Exact copies of all the entries below are expected in the answer.

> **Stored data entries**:
▶

PR #581, opened 2021-01-15
fix: update history tile's start date on state change

airthusiast:
### Proposed change 1

When a history tile is shown 24/7 on a dashboard, new entries get added, but the initial start date never moves forward.
As a result, data piles up, and the initial requested offset increases constantly. After days/weeks, huge amount of data stored in the dataset can cause issues on the client side.

This small change will constantly update the start date and delete any data that is older than (NOW - OFFSET).

Shown time frame will constantly be moving forward.

### Proposed change 2

In some particular cases, especially when entity states get updated rarely (only a few times a day, or even week), the history tile will no longer show any value after a while. (=> moving time window).

Hassio itself has this issue and a workaround is described here: https://community.home-assistant.io/t/add-force-update-support-to-template-sensor/106901

The workaround consists in updating any entity attribute value. This will cause the entity's last_updated value to be updated.

On the history tile, this is easily fixed by adding entity's last_updated value to the watcher.

Watcher will add new data, when state or last_updated changes...

### DIFF
--- a/scripts/controllers/main.js
+++ b/scripts/controllers/main.js
@@ -1455,7 +1455,7 @@ App.controller('Main', function ($scope, $timeout, $location, Api) {
       }
 
       const day = 24 * 60 * 60 * 1000;
-      let startDate = new Date(Date.now() - ($scope.itemField('offset', config, entity) || day)).toISOString();
+      const startDate = new Date(Date.now() - ($scope.itemField('offset', config, entity) || day)).toISOString();
 
       Api.getHistory(startDate, entityId)
          .then(function (data) {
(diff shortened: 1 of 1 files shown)


scripts/controllers/main.js
```diff
@@ -1562,29 +1562,50 @@ App.controller('Main', function ($scope, $timeout, $location, Api) {
                },
             }, $scope.itemField('options', config, entity));
 
+            // Delete old data
+            const deleteOldData = function () {
+               // Update start date
+               startDate = new Date(Date.now() - ($scope.itemField('offset', config, entity) || day)).toISOString();
```
rchl, line 1568: Why do:
 - new Date()
 - toISOString()
 - and then `Date.parse` on it later

?

Why not have it be a number without all that parsing?

scripts/controllers/main.js
```diff
@@ -1450,7 +1450,7 @@ App.controller('Main', function ($scope, $timeout, $location, Api) {
       }
 
       const day = 24 * 60 * 60 * 1000;
-      const startDate = new Date(Date.now() - ($scope.itemField('offset', config, entity) || day)).toISOString();
+      let startDate = new Date(Date.now() - ($scope.itemField('offset', config, entity) || day)).toISOString();
```
rchl, line 1453: It doesn't look like this variable is used anywhere besides the initial call to `getHistory` so I wouldn't change it to `let` as it gives a false impression that it's reused somewhere later.

In the other place that uses `startDate` variable, you can either shadow this variable with a local one with the same name or just use give your variable a different name.

scripts/controllers/main.js
airthusiast: Yes indeed. Extra parsing removed.

scripts/controllers/main.js
airthusiast: Yep. As startDate was also used in function, followed lint by mistake and changed it. 
Now back as ```const``` again. 👍

rchl (approved):
Looks good. Thanks!

PR #605, opened 2021-01-26
Better compatibility with touch devices (tablets, phones)

romci:
AngularJS's ng-click was having trouble firing consistently on my old iPad with iOS 9.x unless a tile was double-tapped. Replacing the ng-click event handler with Hammer's hm-tap has resolved this and made it a much more enjoyable experience while retaining click handling capabilities for desktop browsers.


rchl:
Unfortunately, there are issues with that approach, see #407.

romci:
Ah, thanks, admittedly in the few hours of testing I did, I've not used any of the components or functionality that exhibit the issue. I'll close the pull request until a better way to resolve this presents itself.

PR #635, opened 2021-02-15
fix(WEATHER): minor fixes for weather icon

rchl:
- Don't override background-repeat property set form '.wu' class
 - Center weather icon in case it's smaller than expected


rchl:
I had this tiny change lying around...

PR #643, opened 2021-02-21
Set locale for date and numbers

mikyjazz:
sources at https://github.com/mikyjazz/TileBoard


sources/angular-locale_de.js
```diff
@@ -0,0 +1,143 @@
+'use strict';
```
rchl, line 1: Those locale files are from `node_modules/angular-i18n` module. There is no need to copy and commit them in the repo. Can be just copied directly from the module on building.

rollup.config.js
```diff
@@ -96,6 +97,7 @@ const config = {
          { files: './favicon.png', dest: `./${outDir}/` },
          { files: './manifest.webmanifest', dest: `./${outDir}/` },
          { files: './images/*.*', dest: `./${outDir}/images/` },
+         { files: './sources/*.*', dest: `./${outDir}/sources/` },
```
rchl, line 100: `sources` is a very generic term. Can we use `locales` instead?

(and as stated in another issue, we can copy directly from node_modules)

rchl (commented):
Good job. We've been exploring this in #524 but got a bit hung up on dynamic loading. Nice that you find some package that abstracts that.

BTW. Can you also add the `locale` option in the `README.md`?

rchl (changes requested):
BTW. Can you also add the `locale` option in the `README.md`?

scripts/app.js
```diff
@@ -1,3 +1,15 @@
...
+      let locale = 'en';
+      if (window.CONFIG && window.CONFIG.locale !== null && window.CONFIG.locale !== undefined) {
+         locale = window.CONFIG.locale.toLowerCase();
+      }
+      // check if available language else default to english
+      const locales = ['it', 'fr', 'es', 'de', 'pt', 'pl', 'nl', 'ru'];
+      if (locales.includes(locale)) {
+         tmhDynamicLocaleProvider.localeLocationPattern('/sources/angular-locale_{{locale}}.js').defaultLocale(locale);
+      }
+   });
```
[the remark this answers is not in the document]
mikyjazz: Hi Rafal,
I put the configuration in app.js because I used the defaultLocale method (leaving the real initialization call to the framework);  "defaultlocale" does not wok in init.js...
I can try to switch to "set" method but it's scope is limited to the controller

sources/angular-locale_de.js
mikyjazz: I know, I was unable in any way to get those files copied from the repository.
Note that all locale files are mutually exclusive so I can't use as many import statements as there are (reason for dynamic loading)
The mere presence in package.json of the angular-i18n package is not sufficient to load the correct files.
This at least in my development environment, I don't know if I'm doing something wrong about it.
So I thought to include the files for the most popular languages but you can obviously include those you want

rollup.config.js
mikyjazz: I voluntarily used a generic term com sources because I was thinking about the possibility of using that folder to insert any other files with dynamic loading for subsequent modifications.
In fact, I have almost ready the modification to also set the room for the WEATHER states

mikyjazz:
I immediately modify the readme (as you will have seen I had anyway modified the config.example file). Let me know what you think about the other three points ...

scripts/app.js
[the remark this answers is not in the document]
rchl: No, the `App.config()` call in `init.js` is exactly equivalent to what you are doing here. So you can just move the code there and it will work the same (you can also drop some of those `window.CONFIG` checks since those are already done there).

sources/angular-locale_de.js
rchl: I can help with that part. It should be doable to do that during build. I don't want to duplicate upstream files like that.

rollup.config.js
rchl: Sorry, but I'd like a standalone locales directory. That will make it clearer to users who want to add new locales.

scripts/app.js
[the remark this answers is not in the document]
mikyjazz: done

rollup.config.js
mikyjazz: done

README.md
```diff
@@ -74,6 +74,11 @@ var CONFIG = {
     * a reconnect will be attempted. If not included in the config file, setting defaults to true.
     */
    pingConnection: true,
+   /* locale: locale used for date and number formats - available locales: it, de, es, fr, pt, ru, nl, pl, en (default).
+    * The system use localization files from the package angular-i18n. 
+    * You can add your locale if it is not included adding the corresponding file from the angular-i18n package into the 'locales' folder.
```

◀

> **Result for this task**:
PR #581, opened 2021-01-15
fix: update history tile's start date on state change

airthusiast:
### Proposed change 1

When a history tile is shown 24/7 on a dashboard, new entries get added, but the initial start date never moves forward.
As a result, data piles up, and the initial requested offset increases constantly. After days/weeks, huge amount of data stored in the dataset can cause issues on the client side.

This small change will constantly update the start date and delete any data that is older than (NOW - OFFSET).

Shown time frame will constantly be moving forward.

### Proposed change 2

In some particular cases, especially when entity states get updated rarely (only a few times a day, or even week), the history tile will no longer show any value after a while. (=> moving time window).

Hassio itself has this issue and a workaround is described here: https://community.home-assistant.io/t/add-force-update-support-to-template-sensor/106901

The workaround consists in updating any entity attribute value. This will cause the entity's last_updated value to be updated.

On the history tile, this is easily fixed by adding entity's last_updated value to the watcher.

Watcher will add new data, when state or last_updated changes...

### DIFF
--- a/scripts/controllers/main.js
+++ b/scripts/controllers/main.js
@@ -1455,7 +1455,7 @@ App.controller('Main', function ($scope, $timeout, $location, Api) {
       }
 
       const day = 24 * 60 * 60 * 1000;
-      let startDate = new Date(Date.now() - ($scope.itemField('offset', config, entity) || day)).toISOString();
+      const startDate = new Date(Date.now() - ($scope.itemField('offset', config, entity) || day)).toISOString();
 
       Api.getHistory(startDate, entityId)
          .then(function (data) {
(diff shortened: 1 of 1 files shown)


scripts/controllers/main.js
```diff
@@ -1562,29 +1562,50 @@ App.controller('Main', function ($scope, $timeout, $location, Api) {
                },
             }, $scope.itemField('options', config, entity));
 
+            // Delete old data
+            const deleteOldData = function () {
+               // Update start date
+               startDate = new Date(Date.now() - ($scope.itemField('offset', config, entity) || day)).toISOString();
```
rchl, line 1568: Why do:
 - new Date()
 - toISOString()
 - and then `Date.parse` on it later

?

Why not have it be a number without all that parsing?

scripts/controllers/main.js
```diff
@@ -1450,7 +1450,7 @@ App.controller('Main', function ($scope, $timeout, $location, Api) {
       }
 
       const day = 24 * 60 * 60 * 1000;
-      const startDate = new Date(Date.now() - ($scope.itemField('offset', config, entity) || day)).toISOString();
+      let startDate = new Date(Date.now() - ($scope.itemField('offset', config, entity) || day)).toISOString();
```
rchl, line 1453: It doesn't look like this variable is used anywhere besides the initial call to `getHistory` so I wouldn't change it to `let` as it gives a false impression that it's reused somewhere later.

In the other place that uses `startDate` variable, you can either shadow this variable with a local one with the same name or just use give your variable a different name.

scripts/controllers/main.js
airthusiast: Yes indeed. Extra parsing removed.

scripts/controllers/main.js
airthusiast: Yep. As startDate was also used in function, followed lint by mistake and changed it. 
Now back as ```const``` again. 👍

rchl (approved):
Looks good. Thanks!

PR #605, opened 2021-01-26
Better compatibility with touch devices (tablets, phones)

romci:
AngularJS's ng-click was having trouble firing consistently on my old iPad with iOS 9.x unless a tile was double-tapped. Replacing the ng-click event handler with Hammer's hm-tap has resolved this and made it a much more enjoyable experience while retaining click handling capabilities for desktop browsers.


rchl:
Unfortunately, there are issues with that approach, see #407.

romci:
Ah, thanks, admittedly in the few hours of testing I did, I've not used any of the components or functionality that exhibit the issue. I'll close the pull request until a better way to resolve this presents itself.

PR #635, opened 2021-02-15
fix(WEATHER): minor fixes for weather icon

rchl:
- Don't override background-repeat property set form '.wu' class
 - Center weather icon in case it's smaller than expected


rchl:
I had this tiny change lying around...

PR #643, opened 2021-02-21
Set locale for date and numbers

mikyjazz:
sources at https://github.com/mikyjazz/TileBoard


sources/angular-locale_de.js
```diff
@@ -0,0 +1,143 @@
+'use strict';
```
rchl, line 1: Those locale files are from `node_modules/angular-i18n` module. There is no need to copy and commit them in the repo. Can be just copied directly from the module on building.

rollup.config.js
```diff
@@ -96,6 +97,7 @@ const config = {
          { files: './favicon.png', dest: `./${outDir}/` },
          { files: './manifest.webmanifest', dest: `./${outDir}/` },
          { files: './images/*.*', dest: `./${outDir}/images/` },
+         { files: './sources/*.*', dest: `./${outDir}/sources/` },
```
rchl, line 100: `sources` is a very generic term. Can we use `locales` instead?

(and as stated in another issue, we can copy directly from node_modules)

rchl (commented):
Good job. We've been exploring this in #524 but got a bit hung up on dynamic loading. Nice that you find some package that abstracts that.

BTW. Can you also add the `locale` option in the `README.md`?

rchl (changes requested):
BTW. Can you also add the `locale` option in the `README.md`?

scripts/app.js
```diff
@@ -1,3 +1,15 @@
...
+      let locale = 'en';
+      if (window.CONFIG && window.CONFIG.locale !== null && window.CONFIG.locale !== undefined) {
+         locale = window.CONFIG.locale.toLowerCase();
+      }
+      // check if available language else default to english
+      const locales = ['it', 'fr', 'es', 'de', 'pt', 'pl', 'nl', 'ru'];
+      if (locales.includes(locale)) {
+         tmhDynamicLocaleProvider.localeLocationPattern('/sources/angular-locale_{{locale}}.js').defaultLocale(locale);
+      }
+   });
```
[the remark this answers is not in the document]
mikyjazz: Hi Rafal,
I put the configuration in app.js because I used the defaultLocale method (leaving the real initialization call to the framework);  "defaultlocale" does not wok in init.js...
I can try to switch to "set" method but it's scope is limited to the controller

sources/angular-locale_de.js
mikyjazz: I know, I was unable in any way to get those files copied from the repository.
Note that all locale files are mutually exclusive so I can't use as many import statements as there are (reason for dynamic loading)
The mere presence in package.json of the angular-i18n package is not sufficient to load the correct files.
This at least in my development environment, I don't know if I'm doing something wrong about it.
So I thought to include the files for the most popular languages but you can obviously include those you want

rollup.config.js
mikyjazz: I voluntarily used a generic term com sources because I was thinking about the possibility of using that folder to insert any other files with dynamic loading for subsequent modifications.
In fact, I have almost ready the modification to also set the room for the WEATHER states

mikyjazz:
I immediately modify the readme (as you will have seen I had anyway modified the config.example file). Let me know what you think about the other three points ...

scripts/app.js
[the remark this answers is not in the document]
rchl: No, the `App.config()` call in `init.js` is exactly equivalent to what you are doing here. So you can just move the code there and it will work the same (you can also drop some of those `window.CONFIG` checks since those are already done there).

sources/angular-locale_de.js
rchl: I can help with that part. It should be doable to do that during build. I don't want to duplicate upstream files like that.

rollup.config.js
rchl: Sorry, but I'd like a standalone locales directory. That will make it clearer to users who want to add new locales.

scripts/app.js
[the remark this answers is not in the document]
mikyjazz: done

rollup.config.js
mikyjazz: done

README.md
```diff
@@ -74,6 +74,11 @@ var CONFIG = {
     * a reconnect will be attempted. If not included in the config file, setting defaults to true.
     */
    pingConnection: true,
+   /* locale: locale used for date and number formats - available locales: it, de, es, fr, pt, ru, nl, pl, en (default).
+    * The system use localization files from the package angular-i18n. 
+    * You can add your locale if it is not included adding the corresponding file from the angular-i18n package into the 'locales' folder.
```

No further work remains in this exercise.